关键词:《布达佩斯大饭店》 俄罗斯套娃 叙事结构
为了让故事更具有说服力,创作者通常会采用不同的方式来讲述故事,以故事结构产生的力量推动故事走向高潮。韦斯·安德森用鲜明的影像视觉和独特的叙事结构完成了《布达佩斯大饭店》这部极具个人风格的影片,他以俄罗斯套娃式的叙事结构将欧洲的历史、文化及美学思想包裹在好莱坞传统喜剧电影的框架之下,战争、人性和爱情等主题交替出现。
割裂的叙事结构
在《布达佩斯大饭店》中,韦斯·安德森将俄罗斯套娃式的叙事结构运用到了极致。所谓俄罗斯套娃式的叙事结构是依照俄罗斯套娃那样架构故事:大套盒里容纳形状相似但体积较小的一系列套盒,大玩偶里套着小玩偶,这个系列可以延长到无限小。这种性质的结构:一个主要故事包含另外一个或者几个派生出来的故事,为 了这个方法得到运转,而不能使用机械的东西。①放到电影中来,也就是指人物在一个主要叙事框架之下,同时出现在其他故事之中。在此框架之下,各故事之间既可以简单割裂为单独的小故事,但又在相互影响的推动中显得迷人且具有力量。人物不但成为了叙事的主体,同时也成为了叙事的对象。

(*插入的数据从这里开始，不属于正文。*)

PR #784, opened 2025-03-04
Custom config: Higher placement phase 3 relaunch

sergiosonline:
Adding based on https://github.com/mozilla/metric-hub/blob/main/jetstream/sponsored-suggestion-placement-phase-2.toml

A few things to note:
* This phase 3 was done with fixed enrolment and so no need to examine cohorts.
* Exposure events


jetstream/higher-placement-phase-3-relaunch.toml
```diff
@@ -0,0 +1,622 @@
...
+select_expression = "COUNT(DISTINCT IF(ad_component AND num_ads_loaded_reported > 0, impression_id, NULL))"
+data_source = "tagged_google_serp_events"
+friendly_name = "SERPs with ads"
+description = "Tagged Google SERP page loads with ads loaded"
+
+[metrics.serp_impressions_with_ads.statistics.bootstrap_mean]
+[metrics.serp_impressions_with_ads.statistics.deciles]
+
+[metrics.serp_has_ad_click]
+select_expression = "COUNT(DISTINCT IF(ad_component AND num_ads_showing > 0 AND num_clicks > 0, impression_id, NULL))"
```
pissac17, line 143: the field `num_ads_showing` is no longer in use and should be replaced with `num_ads_visible`. You can find the updated field names here: https://docs.telemetry.mozilla.org/datasets/other/serp_events/reference

jetstream/higher-placement-phase-3-relaunch.toml
```diff
@@ -0,0 +1,622 @@
...
+      SELECT
+        glean_client_id,
+        ping_seq AS seq,
+        event_timestamp,
+        sap_source,
+        legacy_telemetry_client_id,
+        impression_id,
+        submission_date,
+        ANY_VALUE(experiments) AS experiments,
+        LOGICAL_OR(ad_component AND num_ads_loaded_reported > 0) AS has_ads_loaded,
```
pissac17, line 518: It looks like this query is using outdated field names and should be updated to reflect the current ones listed here: [SERP Telemetry Documentation](https://docs.telemetry.mozilla.org/datasets/other/serp_events/reference). For example, `num_ads_loaded_reported` should be replaced with `num_ads_loaded`

jetstream/higher-placement-phase-3-relaunch.toml
```diff
@@ -0,0 +1,622 @@
...
+        LOGICAL_OR(ad_component AND num_ads_showing > 0 AND num_clicks > 0) AS has_ad_click,
+        SUM(IF(ad_component AND num_ads_showing > 0, num_clicks, 0)) AS num_ad_clicks,
+      FROM (
+        -- redefine ad componet to exclude non-monetized components
+        SELECT
+          * EXCEPT (is_ad_component),
+          component IN ('ad_carousel', 'ad_image_row', 'ad_link', 'ad_sidebar', 'ad_sitelink') AS ad_component
+        FROM
+          `moz-fx-data-shared-prod.firefox_desktop_derived.serp_events_v1`
```
pissac17, line 527: I think `moz-fx-data-shared-prod.firefox_desktop_derived.serp_events_v1` table is no longer in use, the updated data can be found in `moz-fx-data-shared-prod.firefox_desktop_derived.serp_events_v2` .

sergiosonline: Thanks, @pissac17 . Does it make sense to use the view `serp_events` here since it leverages UDFs to compute a lot of the fields we're interested in measuring, e.g., `num_ads_loaded`, `num_clicks`? Have you worked on any recent analyses that show how to map the old v1 table to the new v2?

pissac17: @sergiosonline Yes, I would recommend using the `serp_events` table here instead of the raw table. The underlying table for `serp_events`  is `moz-fx-data-shared-prod.firefox_desktop_derived.serp_events_v2`, but serp_events is just easier to use.
I haven't done any analysis on mapping between the v1 and v2 tables. You could use this config file for reference though: [yelp_suggestion_config](https://github.com/mozilla/metric-hub/blob/57cd56a2fee4ed441a172a7c6cfac10a45d3fb3e/jetstream/yelp-suggestions-pilot-v3.toml#L4)

sergiosonline: @m-d-bowerman , @pissac17 : I took a stab at remapping the data source query to match the latest serp_events table [here](https://console.cloud.google.com/bigquery?sq=470293616514:f199cd07e4a94890bcd98a828b69b283).

Couple of things:
- A major issue I see in the output is that it shows clients with either missing exposure info from urlbar_fields and complete serp_fields interaction data, or missing exposure info from urlbar_fields and missing serp_fields interaction data. Am I missing something in the way these two data sources are combined?
- I see multiple paradigms in drafting these custom config files: Is there a preference between stating a custom query as a data source explicitily in this file, vs creating a personal derived table and pulling the info directly from it?
- Do segments need to be defined if we go ahead in defining the exposure_signal in the custom config? Or does that exposure signal get applied to all metrics automatically?

m-d-bowerman: >     * A major issue I see in the output is that it shows clients with either missing exposure info from urlbar_fields and complete serp_fields interaction data, or missing exposure info from urlbar_fields and missing serp_fields interaction data. Am I missing something in the way these two data sources are combined?
Clients will only show up in `serp_events` if they issued a search and landed on a SERP, which would explain how they could be in `urlbar_events` but not `serp_events`. Being in `serp_events` and not in `urlbar_events` is a bit weirder, but I could see it happening because of details around ping scheduling or if clients are visiting search engine sites organically and not through the URL bar.
>     * I see multiple paradigms in drafting these custom config files: Is there a preference between stating a custom query as a data source explicitily in this file, vs creating a personal derived table and pulling the info directly from it?
Dave did it in the past to cut down on the query size for Jetstream, filtering a data source first rather than querying the entire table at analysis time.
>     * Do segments need to be defined if we go ahead in defining the exposure_signal in the custom config? Or does that exposure signal get applied to all metrics automatically?
No, we don't need segments here -- the exposure signal will apply to all metrics when you change the analysis basis to exposure rather than enrollment.

jetstream/higher-placement-phase-3-relaunch.toml
```diff
@@ -0,0 +1,639 @@
...
+      submission_date,
+      -- experiments,
+      FALSE AS is_serp,
+      STRUCT(
+        exposed,
+        event_action,
+        product_selected_result,
+        (
+          SELECT
+            COUNTIF(product_result_type = 'admarketplace_sponsored') > 0
```
m-d-bowerman, line 572: This is the wrong `product_result_type` for the exposure. They tracked `rust_adm_sponsored`, `rs_adm_sponsored`, and `merino_adm_sponsored`

jetstream/higher-placement-phase-3-relaunch.toml
```diff
@@ -0,0 +1,639 @@
...
+      is_terminal
+      AND submission_date BETWEEN '2025-01-27' AND '2025-02-18'
+      AND in_experiment(experiments, sample_id)
+  ),
+  urlbar_with_exposed AS (
+    SELECT
+      glean_client_id,
+      seq,
+      event_timestamp,
+      (select logical_or(r.product_result_type = 'admarketplace_sponsored') from unnest(results) as r) as exposed,
```
m-d-bowerman, line 519: See below regarding the exposure signal

jetstream/higher-placement-phase-3-relaunch.toml
sergiosonline: @m-d-bowerman : The above exposure signals as seen in the Experiment config aren't flowing down as a product_result_type, but `admarketplace_sponsored` is. [Query](https://console.cloud.google.com/bigquery?sq=470293616514:14597eaa5c48440389888d65bae4a68e).

I'm not super familiar with `mozdata.firefox_desktop.urlbar_events` and some of the other data sources, but I believe that we have a udf `bigquery-etl/sql/mozfun/norm/result_type_to_product_name/udf.sql` that maps values `rust_adm_sponsored`, `rs_adm_sponsored`, and `merino_adm_sponsored` ->  `admarketplace_sponsored`. Here's a doc detailing my thoughts: https://docs.google.com/document/d/1XrAsCy-dGjdN38NKuUesk3xNVYIbjfuE3sseD7cHojA/edit?usp=sharing

Appreciate some confirmation as to whether this is right.

m-d-bowerman:
You need to persist the `experiments` field in those data sources for Jetstream (it'll always look for that field to determine if a client's enrolled).

m-d-bowerman (approved):
Looks good. I'm not familiar with these experiments, though, so someone else should check if the included metrics cover everything asked for by the experiment owner.

pissac17 (approved):
LGTM

PR #813, opened 2025-03-26
Update device-migration-accounts-toolbar-icon.toml

pissac17:
adding segments for users that were signed into FxA pre enrollment, vs the ones that signed in post enrollment


florezita (approved):
lgtm

PR #830, opened 2025-03-31
add custom config for success metrics

florezita:
https://mozilla-hub.atlassian.net/browse/DS-4216

https://docs.google.com/document/d/1LuF0zYrnOQQThrAsJUcj7_SirJx-zu0tyuv0vIAgUfc/edit?tab=t.0

I added two metrics to this custom config. Some questions:

1. `search_engine_default_change` metric uses glean events stream as a data source, should I filter this data source further to `event_category = 'search.engine.default'` for computational purposes?

2. for the metric `non_default_search_engine_search` I had to UNNEST a field in the metrics glean table and denote it as a data source, is this viable?

Thanks!

### DIFF
--- a/jetstream/address-bar-update-donoharm.toml
+++ b/jetstream/address-bar-update-donoharm.toml
@@ -1,0 +1,42 @@
+[experiment]
+end_date = "2025-03-31"
+
+[metrics]
+weekly = ['search_engine_default_change', 'non_default_search_engine_search']
+overall = ['search_engine_default_change', 'non_default_search_engine_search']
+
+
+[metrics.search_engine_default_change]
+friendly_name = "Search Engine Default Changed"
+description = "If the Search Engine Default Changed"
+select_expression = """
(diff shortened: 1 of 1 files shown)


mikewilli:
I know you've already merged it, but I'll answer your questions anyway! The metrics query timed out in BigQuery so will need to optimize a bit.

>search_engine_default_change metric uses glean events stream as a data source, should I filter this data source further to event_category = 'search.engine.default' for computational purposes?

Yea I'd always recommend filtering `events_stream` by `event_category` as this is a clustering field and should help make the metrics query more efficient. And definitely worth going back to do it in this case since the metrics query timed out.

>for the metric non_default_search_engine_search I had to UNNEST a field in the metrics glean table and denote it as a data source, is this viable?

It should work, but I assume you mean viable from a performance perspective? If so then I'm guessing it'd just depends on the scale of data you're unnesting and how many clients are enrolling. Also consider using `CROSS JOIN` syntax so it's more explicit what you're trying to do (but this is more of a personal preference -- they are equivalent).

PR #836, opened 2025-04-03
Add Webcompat JetStream Outcome

bvandersloot-mozilla:
This is similar to Strict PBM, but has broken site reporter tool telemetry.

### DIFF
--- a/jetstream/outcomes/firefox_desktop/webcompat.toml
+++ b/jetstream/outcomes/firefox_desktop/webcompat.toml
@@ -1,0 +1,70 @@
+friendly_name = "Webcompat"
+description = """
+Metrics typically influenced by webcompat-breakages.
+Currently contains ETP Disablement, URI reloads,
+webcompat reporting panel impressions,
+and webcompat reporting panel uses.
+"""
+
+[metrics.etp_disablement]
+select_expression = "COALESCE(COUNTIF(event_name  = 'click_etp_toggle_off'), 0)"
+data_source = "protections_popup_events"
+friendly_name = "ETP Disablement"
+
+[metrics.etp_disablement.statistics.bootstrap_mean]
+
+
+[metrics.uri_reloads]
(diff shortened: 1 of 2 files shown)


jetstream/outcomes/firefox_desktop/webcompat.toml
```diff
@@ -0,0 +1,70 @@
...
+[metrics.etp_disablement]
+select_expression = "COALESCE(COUNTIF(event_name  = 'click_etp_toggle_off'), 0)"
+data_source = "protections_popup_events"
+friendly_name = "ETP Disablement"
+
+[metrics.etp_disablement.statistics.bootstrap_mean]
+
+
+[metrics.uri_reloads]
+select_expression = 'COALESCE(SUM(payload.processes.parent.scalars.browser_engagement_tab_reload_count), 0)'
```
bvandersloot-mozilla, line 18: This also has a Glean ping... I should probably convert that too.

scholtzan:
This looks right to me. Creating a separate datasource to unnest and filter events is a pretty common pattern (e.g. also done here: https://github.com/mozilla/metric-hub/blob/1c44999acff53d981962f0f10bad3635ffba19e6/jetstream/navigational-suggestions.toml#L128-L143)

An alternative that would not require manual unnesting would be to use the `events_stream` view instead. But a custom datasource would still be needed to filter on the `event_category` in order save cost and query runtime (since the table is clustered on category)

bvandersloot-mozilla:
I want to use this in OpMon as well- would it make sense to just put the metric definitions into `definitions/firefox_desktop.toml`? Also, I think at least some of these would be candidates for `opmon/definitions/firefox_desktop.toml`, but I can make that in a separate PR.

I'll convert it to use event_stream to not do the manual unnest- I didn't notice that events_stream is actually what I wanted!

scholtzan (approved):

PR #837, opened 2025-04-04
Adding custom campaign name

sergiosonline:
Using regexp to extract custom_campaign_name. Not sure if Looker will take kindly to a data source update given all the dashboards and dependencies we've baked in...


jaredsnyder (approved):
Just adds the `campaign_name_custom` extracts the bit of the URL that comes after "utm_campaign".  Tested for a few examples and appears to work, and is confirmed with stakeholders.  LGTM

PR #845, opened 2025-04-08
Update device-migration-accounts-toolbar-icon.toml

pissac17:


mikewilli (commented):
Did this cause a problem with the last analysis run? It doesn't look like analysis failed and I see results for this metric in Experimenter. If it's just a formatting change, I'd suggest adding `[ci rerun-skip]` to the PR title so we don't incur unnecessary costs by rerunning this.

PR #866, opened 2025-04-23
update desktop-release-show-relay-to-all-browsers.toml

irrationalagent:


jetstream/desktop-release-show-relay-to-all-browsers.toml
```diff
@@ -3,5 +3,11 @@
...
 description = "User exposed to logins dropdown on a login form"
-data_source = "glean_events_stream"
-select_expression = "event_category = 'form_autocomplete' AND event_name = 'show'"
+data_source = "events_form_autocomplete"
+select_expression = "event_name = 'show_logins'"
+
+[data_sources]
+[data_sources.events_form_autocomplete]
+from_expression = "(SELECT legacy_telemetry_client_id, experiments, DATE(submission_timestamp), event_name FROM firefox_desktop.events_stream WHERE event_category = 'form_autocomplete')"
+experiments_column_type = "none"
```
irrationalagent, line 12: I wasn't sure about this, I'm following the pattern from [here](https://github.com/mozilla/metric-hub/blob/main/definitions/firefox_desktop.toml#L2173)

mikewilli: Yep, makes sense to me. I'd just add the submission_date alias and then that should be good (`DATE(submission_timestamp) AS submission_date`). You could also consider splitting it into multiple lines for clarity, but that's just a subjective thing.

PR #867, opened 2025-04-23
change relay metrics and outcomes

irrationalagent:


jetstream/desktop-release-show-relay-to-all-browsers.toml
```diff
@@ -6,8 +6,162 @@ description = "User exposed to logins dropdown on a login form"
...
+[metrics.relay_integration_shown_relay_offer]
+friendly_name = "Relay Optin: Relay offer shown to client"
+description = "Number of times Relay offer is shown"
+select_expression = """
+      COALESCE(COUNTIF(
+         event_method = 'shown'
+         AND event_object = 'offer_relay'
+      ),0)
+"""
+data_source = "relay_integration_events"
```
mikewilli, line 19: You can skip the stuff that stays the same, it should still get picked up from the outcome since the metric definitions aren't changing. Not a big deal though if you'd rather be explicit here.

jetstream/desktop-release-show-relay-to-all-browsers.toml
```diff
@@ -6,8 +6,162 @@ description = "User exposed to logins dropdown on a login form"
...
 client_id_column = "legacy_telemetry_client_id"
+
+[data_sources.relay_integration_events]
+from_expression = """(
+      SELECT * FROM `mozdata.telemetry.events`
+      WHERE event_category = 'relay_integration'
+)"""
+experiments_column_type = "native"
+friendly_name = "Relay Integration Events"
+description = "Events Ping filtered to relay_integration category"
```
mikewilli, line 167: Likewise, this shouldn't be needed unless it changed (but fine to include if you'd like).

PR #3231, opened 2025-03-21
Docs should use  `--filter-query` instead of `--query-filter`

benmccallum:
This must be a recent development, as comments on issues also use the `--query-filter`, but in the logs of a failed run it clearly shows all the available switches as `--filter-xyz`, so I imagine this was just normalized at some point.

按照电影画面出现的顺序,分别出现了几个分裂的小故事。首先是一名戴帽子的女读者拿着一本书出现在墓地;然后是书本封面上的老年作家坐在桌前,对着镜头讲述故事,韦斯·安德森则让小孩子闯入画面,以一种戏谑的方式来唤醒观众,“嘿,别当真,我其实是在讲故事”;又再回到情境中时,是穆斯塔法先生向青年作家讲述着当年他还是门童时候的故事;在古斯塔夫先生所处故事主体的20世纪30年代,韦斯·安德森则使用文学方式划分出了“章节”。戴帽子的女读者拿着一本《布达佩斯大饭店》虔诚地悼念着作家,翻开书人们通过阅读去了解故事,同时默不作声地把观众带入电影叙事中,观众成为了叙事的对象,这是第一层空间的妙用。老年作家对着镜头,向已经进入电影的观众讲述故事,形式则像讲故事人和听故事人的口耳相传,老年作家与电影观众“面对面”讲故事,这是第二层空间的暗示。在第三层空间的开始,影片继续使用老年作家的声音作为旁白,青年作家与穆斯塔法先生相遇了,穆斯塔法邀请青年作家共进晚餐并“给你讲我的故事”,这是第三层空间中角色的“面对面”讲述故事。在第四层主体影片的章节里,逃亡路上的古斯塔夫对着泽罗讲述着他的经历,偶尔回转头来对着镜头前的观众,这是在影片深层次的叙事结构里,叙事方式最原始的回归,显示出韦斯·安德森温情的一面。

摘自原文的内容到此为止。